Goal of the exercise:
Only one portion of the data is to be written out: from the line bearing "Currently still a" through the line bearing "a job's status until that job is finished.". Write it exactly as it appears.

*** Opening of Working data ***

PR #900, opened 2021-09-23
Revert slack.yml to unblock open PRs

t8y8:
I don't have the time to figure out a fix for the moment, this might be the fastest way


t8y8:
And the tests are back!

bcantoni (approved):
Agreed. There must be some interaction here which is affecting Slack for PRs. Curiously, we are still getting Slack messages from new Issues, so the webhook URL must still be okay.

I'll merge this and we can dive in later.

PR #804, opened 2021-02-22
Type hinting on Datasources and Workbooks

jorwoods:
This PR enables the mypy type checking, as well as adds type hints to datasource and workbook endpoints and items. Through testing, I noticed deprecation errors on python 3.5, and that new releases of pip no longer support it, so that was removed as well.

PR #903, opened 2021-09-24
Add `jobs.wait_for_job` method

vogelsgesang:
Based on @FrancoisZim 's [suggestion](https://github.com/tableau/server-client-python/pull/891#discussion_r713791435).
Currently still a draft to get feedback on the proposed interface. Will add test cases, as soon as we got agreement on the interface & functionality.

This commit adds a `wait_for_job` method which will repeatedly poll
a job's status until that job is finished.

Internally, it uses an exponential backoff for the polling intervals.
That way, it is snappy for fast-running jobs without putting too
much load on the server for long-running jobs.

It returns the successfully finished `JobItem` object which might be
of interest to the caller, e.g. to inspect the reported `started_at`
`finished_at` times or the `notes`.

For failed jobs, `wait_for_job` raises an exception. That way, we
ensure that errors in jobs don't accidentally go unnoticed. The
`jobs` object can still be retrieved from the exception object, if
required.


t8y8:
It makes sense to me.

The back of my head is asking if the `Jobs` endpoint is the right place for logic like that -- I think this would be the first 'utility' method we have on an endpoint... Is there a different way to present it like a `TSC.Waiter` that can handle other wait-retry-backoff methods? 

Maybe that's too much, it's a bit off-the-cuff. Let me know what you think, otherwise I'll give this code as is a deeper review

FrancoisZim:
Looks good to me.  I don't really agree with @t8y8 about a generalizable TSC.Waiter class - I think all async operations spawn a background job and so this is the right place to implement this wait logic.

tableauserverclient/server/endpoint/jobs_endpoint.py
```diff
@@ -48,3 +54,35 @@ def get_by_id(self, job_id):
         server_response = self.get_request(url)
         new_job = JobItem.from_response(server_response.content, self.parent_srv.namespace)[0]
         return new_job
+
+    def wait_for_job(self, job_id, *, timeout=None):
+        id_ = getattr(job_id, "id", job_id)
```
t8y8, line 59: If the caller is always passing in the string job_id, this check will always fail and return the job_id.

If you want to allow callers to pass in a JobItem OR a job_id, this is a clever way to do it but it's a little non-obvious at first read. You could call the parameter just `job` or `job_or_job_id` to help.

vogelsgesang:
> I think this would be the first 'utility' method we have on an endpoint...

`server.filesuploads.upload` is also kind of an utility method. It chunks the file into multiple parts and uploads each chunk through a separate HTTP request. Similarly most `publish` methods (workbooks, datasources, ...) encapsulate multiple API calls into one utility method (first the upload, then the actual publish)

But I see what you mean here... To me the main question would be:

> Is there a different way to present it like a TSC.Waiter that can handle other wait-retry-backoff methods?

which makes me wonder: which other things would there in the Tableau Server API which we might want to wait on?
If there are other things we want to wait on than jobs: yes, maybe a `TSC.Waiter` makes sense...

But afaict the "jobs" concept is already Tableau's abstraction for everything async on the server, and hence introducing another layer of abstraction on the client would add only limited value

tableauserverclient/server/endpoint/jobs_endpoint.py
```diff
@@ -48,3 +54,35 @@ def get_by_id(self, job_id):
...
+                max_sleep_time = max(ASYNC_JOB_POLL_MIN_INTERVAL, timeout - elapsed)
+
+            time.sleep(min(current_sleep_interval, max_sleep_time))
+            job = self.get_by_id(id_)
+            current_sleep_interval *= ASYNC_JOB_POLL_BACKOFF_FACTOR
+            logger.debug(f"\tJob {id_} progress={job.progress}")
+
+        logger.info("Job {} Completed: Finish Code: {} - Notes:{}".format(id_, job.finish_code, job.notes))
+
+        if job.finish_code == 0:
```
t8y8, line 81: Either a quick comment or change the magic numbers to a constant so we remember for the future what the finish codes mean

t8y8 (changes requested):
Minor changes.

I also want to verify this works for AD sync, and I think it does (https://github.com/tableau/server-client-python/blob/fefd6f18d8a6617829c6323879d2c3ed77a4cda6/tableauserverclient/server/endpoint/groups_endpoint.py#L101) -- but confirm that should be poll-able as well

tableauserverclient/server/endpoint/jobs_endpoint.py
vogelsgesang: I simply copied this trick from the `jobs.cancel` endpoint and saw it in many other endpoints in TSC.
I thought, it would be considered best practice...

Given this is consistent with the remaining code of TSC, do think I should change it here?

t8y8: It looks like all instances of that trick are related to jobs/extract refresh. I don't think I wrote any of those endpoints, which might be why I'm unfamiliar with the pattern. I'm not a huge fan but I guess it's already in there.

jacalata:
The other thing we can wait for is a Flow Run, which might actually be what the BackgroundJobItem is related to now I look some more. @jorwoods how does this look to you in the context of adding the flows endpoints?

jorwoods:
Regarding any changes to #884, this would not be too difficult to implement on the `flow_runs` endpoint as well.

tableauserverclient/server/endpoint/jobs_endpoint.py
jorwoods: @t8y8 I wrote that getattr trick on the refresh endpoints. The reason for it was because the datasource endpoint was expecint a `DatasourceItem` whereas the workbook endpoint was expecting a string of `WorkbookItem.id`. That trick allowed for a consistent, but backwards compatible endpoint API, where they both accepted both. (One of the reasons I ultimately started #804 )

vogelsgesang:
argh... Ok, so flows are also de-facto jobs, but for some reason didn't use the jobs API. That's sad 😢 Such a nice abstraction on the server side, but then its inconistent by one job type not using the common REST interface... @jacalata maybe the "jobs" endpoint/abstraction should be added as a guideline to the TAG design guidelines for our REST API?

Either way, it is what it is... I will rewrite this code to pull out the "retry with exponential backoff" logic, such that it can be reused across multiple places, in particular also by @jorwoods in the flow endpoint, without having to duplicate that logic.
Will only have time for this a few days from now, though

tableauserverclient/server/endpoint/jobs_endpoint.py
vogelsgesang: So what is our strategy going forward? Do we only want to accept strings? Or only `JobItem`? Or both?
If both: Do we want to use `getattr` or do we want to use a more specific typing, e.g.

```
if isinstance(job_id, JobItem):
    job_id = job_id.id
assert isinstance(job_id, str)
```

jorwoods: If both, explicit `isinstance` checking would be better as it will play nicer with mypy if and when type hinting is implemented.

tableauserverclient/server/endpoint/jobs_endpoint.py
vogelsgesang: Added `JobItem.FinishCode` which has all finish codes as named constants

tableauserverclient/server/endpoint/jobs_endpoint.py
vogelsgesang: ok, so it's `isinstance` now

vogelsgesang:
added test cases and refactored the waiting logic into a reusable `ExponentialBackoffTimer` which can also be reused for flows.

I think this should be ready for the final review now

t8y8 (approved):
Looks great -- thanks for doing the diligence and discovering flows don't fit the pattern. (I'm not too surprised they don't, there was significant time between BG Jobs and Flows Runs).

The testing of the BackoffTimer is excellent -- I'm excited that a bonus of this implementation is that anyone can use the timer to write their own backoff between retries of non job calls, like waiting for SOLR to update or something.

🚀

*** Close of Working data ***
*** Opening of Working data ***

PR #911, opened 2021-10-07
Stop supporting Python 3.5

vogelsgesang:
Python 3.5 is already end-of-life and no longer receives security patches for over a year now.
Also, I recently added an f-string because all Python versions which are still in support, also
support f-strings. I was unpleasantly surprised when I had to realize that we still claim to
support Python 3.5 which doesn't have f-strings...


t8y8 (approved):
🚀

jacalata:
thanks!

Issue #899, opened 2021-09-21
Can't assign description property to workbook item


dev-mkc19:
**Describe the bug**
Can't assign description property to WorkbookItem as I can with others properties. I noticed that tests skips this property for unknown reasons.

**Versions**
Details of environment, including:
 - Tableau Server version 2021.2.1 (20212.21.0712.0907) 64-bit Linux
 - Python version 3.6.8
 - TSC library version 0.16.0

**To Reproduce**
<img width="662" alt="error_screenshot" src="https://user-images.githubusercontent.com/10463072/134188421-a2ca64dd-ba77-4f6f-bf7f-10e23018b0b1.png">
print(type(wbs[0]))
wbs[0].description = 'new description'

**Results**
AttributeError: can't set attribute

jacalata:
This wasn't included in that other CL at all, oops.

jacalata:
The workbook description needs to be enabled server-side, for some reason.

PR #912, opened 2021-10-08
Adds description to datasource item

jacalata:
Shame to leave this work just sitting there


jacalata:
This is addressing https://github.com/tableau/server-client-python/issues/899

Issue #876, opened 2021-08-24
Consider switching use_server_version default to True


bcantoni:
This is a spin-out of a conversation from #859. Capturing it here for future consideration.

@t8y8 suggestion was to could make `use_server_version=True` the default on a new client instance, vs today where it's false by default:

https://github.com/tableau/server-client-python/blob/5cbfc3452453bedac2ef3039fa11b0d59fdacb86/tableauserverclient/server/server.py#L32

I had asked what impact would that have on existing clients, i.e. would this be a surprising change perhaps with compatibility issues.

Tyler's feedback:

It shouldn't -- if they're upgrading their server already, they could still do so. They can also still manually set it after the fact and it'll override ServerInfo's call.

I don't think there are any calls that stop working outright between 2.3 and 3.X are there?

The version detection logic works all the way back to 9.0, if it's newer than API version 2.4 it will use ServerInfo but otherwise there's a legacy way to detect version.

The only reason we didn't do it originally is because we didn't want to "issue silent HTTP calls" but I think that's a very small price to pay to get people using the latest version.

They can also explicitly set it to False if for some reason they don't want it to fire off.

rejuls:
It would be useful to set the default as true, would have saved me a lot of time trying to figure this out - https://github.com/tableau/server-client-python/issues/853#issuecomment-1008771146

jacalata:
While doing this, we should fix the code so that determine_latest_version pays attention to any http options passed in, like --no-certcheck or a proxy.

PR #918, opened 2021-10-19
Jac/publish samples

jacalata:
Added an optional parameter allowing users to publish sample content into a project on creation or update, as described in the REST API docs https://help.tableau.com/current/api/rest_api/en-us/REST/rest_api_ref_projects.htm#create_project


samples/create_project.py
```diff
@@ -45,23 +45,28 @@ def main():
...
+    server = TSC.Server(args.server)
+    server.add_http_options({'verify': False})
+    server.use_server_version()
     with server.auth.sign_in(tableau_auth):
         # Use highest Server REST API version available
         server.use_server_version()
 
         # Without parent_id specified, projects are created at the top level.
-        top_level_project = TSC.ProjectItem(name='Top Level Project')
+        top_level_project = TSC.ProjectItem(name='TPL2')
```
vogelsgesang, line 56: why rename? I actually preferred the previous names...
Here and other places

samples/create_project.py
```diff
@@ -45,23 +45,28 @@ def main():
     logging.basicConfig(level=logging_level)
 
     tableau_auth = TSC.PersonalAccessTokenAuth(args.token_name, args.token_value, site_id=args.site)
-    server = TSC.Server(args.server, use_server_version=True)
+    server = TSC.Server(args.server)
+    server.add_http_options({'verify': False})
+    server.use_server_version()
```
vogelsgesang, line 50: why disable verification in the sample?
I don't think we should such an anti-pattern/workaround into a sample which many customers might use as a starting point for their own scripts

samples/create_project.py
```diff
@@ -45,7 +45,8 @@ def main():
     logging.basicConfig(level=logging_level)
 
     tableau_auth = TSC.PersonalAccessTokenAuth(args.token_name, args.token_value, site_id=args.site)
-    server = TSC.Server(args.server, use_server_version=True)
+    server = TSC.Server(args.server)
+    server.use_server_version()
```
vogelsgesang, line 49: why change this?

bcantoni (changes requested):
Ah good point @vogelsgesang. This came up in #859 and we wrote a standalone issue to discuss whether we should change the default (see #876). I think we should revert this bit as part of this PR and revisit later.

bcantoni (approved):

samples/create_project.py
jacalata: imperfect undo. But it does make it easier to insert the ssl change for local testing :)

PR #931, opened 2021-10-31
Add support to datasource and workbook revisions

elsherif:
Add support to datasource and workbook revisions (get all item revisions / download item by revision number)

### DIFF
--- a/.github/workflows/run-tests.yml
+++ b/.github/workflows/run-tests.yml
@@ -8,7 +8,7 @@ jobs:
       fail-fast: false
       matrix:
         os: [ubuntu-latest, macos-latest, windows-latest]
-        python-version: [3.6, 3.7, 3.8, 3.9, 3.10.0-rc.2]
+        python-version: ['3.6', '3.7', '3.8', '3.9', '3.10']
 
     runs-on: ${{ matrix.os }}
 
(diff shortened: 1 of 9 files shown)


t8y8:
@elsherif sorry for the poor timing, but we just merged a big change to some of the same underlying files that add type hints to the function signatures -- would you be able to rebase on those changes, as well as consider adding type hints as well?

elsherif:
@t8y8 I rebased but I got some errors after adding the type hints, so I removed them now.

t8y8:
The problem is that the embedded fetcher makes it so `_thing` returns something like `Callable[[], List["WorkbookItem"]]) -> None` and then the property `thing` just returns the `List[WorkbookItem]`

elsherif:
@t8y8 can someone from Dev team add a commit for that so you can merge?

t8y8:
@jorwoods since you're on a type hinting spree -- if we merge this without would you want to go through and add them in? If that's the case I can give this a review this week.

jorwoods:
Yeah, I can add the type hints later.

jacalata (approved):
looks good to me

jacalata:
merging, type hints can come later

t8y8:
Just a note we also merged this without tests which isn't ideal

*** Close of Working data ***
*** Opening of Working data ***

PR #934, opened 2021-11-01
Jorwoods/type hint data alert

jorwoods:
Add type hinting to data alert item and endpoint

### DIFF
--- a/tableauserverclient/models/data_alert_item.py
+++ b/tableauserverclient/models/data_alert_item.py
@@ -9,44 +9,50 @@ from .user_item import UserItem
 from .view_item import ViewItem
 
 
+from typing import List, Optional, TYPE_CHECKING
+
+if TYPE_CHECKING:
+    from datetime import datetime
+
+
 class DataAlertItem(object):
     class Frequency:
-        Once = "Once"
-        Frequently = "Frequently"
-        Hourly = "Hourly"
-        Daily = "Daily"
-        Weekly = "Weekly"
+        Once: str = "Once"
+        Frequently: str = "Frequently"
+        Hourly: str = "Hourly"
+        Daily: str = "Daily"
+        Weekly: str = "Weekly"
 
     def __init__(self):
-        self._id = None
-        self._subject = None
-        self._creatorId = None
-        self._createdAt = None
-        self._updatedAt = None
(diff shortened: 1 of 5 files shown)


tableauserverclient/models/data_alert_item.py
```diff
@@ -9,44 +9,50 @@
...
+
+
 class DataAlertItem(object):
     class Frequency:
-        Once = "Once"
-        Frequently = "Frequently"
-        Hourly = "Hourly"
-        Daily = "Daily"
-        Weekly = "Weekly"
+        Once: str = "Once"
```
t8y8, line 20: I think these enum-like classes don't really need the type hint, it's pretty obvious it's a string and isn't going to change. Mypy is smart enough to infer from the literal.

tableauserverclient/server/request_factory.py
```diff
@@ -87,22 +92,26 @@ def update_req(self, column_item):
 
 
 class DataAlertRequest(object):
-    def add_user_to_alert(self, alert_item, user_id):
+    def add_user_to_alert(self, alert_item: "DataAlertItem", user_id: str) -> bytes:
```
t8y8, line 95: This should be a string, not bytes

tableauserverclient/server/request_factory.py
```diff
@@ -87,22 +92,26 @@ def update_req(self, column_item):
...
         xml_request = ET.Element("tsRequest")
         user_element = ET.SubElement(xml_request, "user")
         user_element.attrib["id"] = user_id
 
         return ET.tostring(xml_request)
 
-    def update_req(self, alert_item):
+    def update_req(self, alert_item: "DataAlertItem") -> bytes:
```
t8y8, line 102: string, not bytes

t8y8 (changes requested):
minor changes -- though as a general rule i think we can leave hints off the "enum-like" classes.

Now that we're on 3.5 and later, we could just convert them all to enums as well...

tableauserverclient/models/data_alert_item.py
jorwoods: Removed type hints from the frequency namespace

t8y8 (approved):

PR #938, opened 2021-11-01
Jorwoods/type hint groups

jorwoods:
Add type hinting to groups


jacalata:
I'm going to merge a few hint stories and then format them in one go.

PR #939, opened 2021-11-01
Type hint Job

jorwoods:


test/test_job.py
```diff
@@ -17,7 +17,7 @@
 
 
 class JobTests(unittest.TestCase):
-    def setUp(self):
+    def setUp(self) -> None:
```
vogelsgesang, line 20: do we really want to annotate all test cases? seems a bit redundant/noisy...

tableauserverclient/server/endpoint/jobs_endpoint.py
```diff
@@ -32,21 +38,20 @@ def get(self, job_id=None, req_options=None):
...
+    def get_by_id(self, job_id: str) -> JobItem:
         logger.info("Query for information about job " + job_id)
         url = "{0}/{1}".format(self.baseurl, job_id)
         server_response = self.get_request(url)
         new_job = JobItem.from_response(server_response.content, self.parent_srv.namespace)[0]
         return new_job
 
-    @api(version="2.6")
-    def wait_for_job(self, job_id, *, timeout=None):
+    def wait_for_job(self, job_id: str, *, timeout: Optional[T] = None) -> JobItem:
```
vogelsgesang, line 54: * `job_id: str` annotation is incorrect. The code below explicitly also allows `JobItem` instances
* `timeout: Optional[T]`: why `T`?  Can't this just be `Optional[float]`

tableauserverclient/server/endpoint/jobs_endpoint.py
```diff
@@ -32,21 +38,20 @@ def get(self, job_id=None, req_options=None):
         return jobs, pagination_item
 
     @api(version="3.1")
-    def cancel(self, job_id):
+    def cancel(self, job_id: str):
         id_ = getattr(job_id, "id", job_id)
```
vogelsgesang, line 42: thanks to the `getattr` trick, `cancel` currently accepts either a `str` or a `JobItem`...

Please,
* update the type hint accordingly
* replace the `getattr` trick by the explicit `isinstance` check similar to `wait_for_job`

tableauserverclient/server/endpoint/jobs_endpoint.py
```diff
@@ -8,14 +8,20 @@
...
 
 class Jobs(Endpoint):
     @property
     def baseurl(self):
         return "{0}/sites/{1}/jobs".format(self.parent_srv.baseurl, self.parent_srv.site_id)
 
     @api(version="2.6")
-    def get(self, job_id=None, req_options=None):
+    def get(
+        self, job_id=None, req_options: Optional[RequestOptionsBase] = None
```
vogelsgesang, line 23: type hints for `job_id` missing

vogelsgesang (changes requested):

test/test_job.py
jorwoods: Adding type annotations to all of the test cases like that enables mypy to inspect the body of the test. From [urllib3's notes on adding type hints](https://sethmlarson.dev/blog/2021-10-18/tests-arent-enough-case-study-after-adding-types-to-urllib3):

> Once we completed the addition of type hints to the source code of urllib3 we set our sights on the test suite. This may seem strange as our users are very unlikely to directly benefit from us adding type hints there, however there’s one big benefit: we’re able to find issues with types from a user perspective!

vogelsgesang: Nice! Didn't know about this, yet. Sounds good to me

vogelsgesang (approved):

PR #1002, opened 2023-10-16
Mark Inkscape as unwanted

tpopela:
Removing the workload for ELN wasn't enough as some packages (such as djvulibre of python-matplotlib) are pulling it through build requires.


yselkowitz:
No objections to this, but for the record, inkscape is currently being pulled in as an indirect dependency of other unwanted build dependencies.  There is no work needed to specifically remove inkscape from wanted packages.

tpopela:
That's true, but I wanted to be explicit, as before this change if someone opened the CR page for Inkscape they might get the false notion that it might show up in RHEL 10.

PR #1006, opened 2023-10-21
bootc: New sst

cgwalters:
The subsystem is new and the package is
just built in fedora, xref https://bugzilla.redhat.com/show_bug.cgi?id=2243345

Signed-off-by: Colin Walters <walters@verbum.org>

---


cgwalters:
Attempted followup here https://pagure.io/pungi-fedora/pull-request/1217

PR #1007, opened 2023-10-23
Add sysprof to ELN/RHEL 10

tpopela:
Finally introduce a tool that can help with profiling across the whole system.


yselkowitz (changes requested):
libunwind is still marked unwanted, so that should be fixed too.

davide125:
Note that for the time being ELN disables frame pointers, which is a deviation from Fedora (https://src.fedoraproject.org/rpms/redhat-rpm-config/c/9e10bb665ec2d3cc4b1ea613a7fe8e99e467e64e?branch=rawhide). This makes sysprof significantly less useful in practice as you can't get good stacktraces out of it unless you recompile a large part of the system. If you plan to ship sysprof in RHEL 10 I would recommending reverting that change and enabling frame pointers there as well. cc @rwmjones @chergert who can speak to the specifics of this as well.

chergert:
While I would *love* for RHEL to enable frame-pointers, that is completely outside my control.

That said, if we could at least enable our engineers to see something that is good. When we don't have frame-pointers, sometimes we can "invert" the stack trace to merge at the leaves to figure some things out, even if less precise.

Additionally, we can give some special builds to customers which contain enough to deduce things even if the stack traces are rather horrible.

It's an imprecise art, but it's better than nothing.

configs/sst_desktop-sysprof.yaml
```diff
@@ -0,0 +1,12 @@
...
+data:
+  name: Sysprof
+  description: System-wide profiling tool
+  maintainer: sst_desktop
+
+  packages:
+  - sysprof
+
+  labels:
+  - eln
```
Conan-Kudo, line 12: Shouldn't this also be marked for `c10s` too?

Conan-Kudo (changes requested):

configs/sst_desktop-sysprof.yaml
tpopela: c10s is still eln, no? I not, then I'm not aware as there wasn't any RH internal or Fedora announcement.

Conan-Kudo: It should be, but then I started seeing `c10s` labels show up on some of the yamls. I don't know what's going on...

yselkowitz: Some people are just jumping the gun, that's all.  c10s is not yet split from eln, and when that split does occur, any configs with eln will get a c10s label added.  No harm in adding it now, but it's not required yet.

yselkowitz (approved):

*** Close of Working data ***

Result of this exercise:
Currently still a draft to get feedback on the proposed interface. Will add test cases, as soon as we got agreement on the interface & functionality.

This commit adds a `wait_for_job` method which will repeatedly poll
a job's status until that job is finished.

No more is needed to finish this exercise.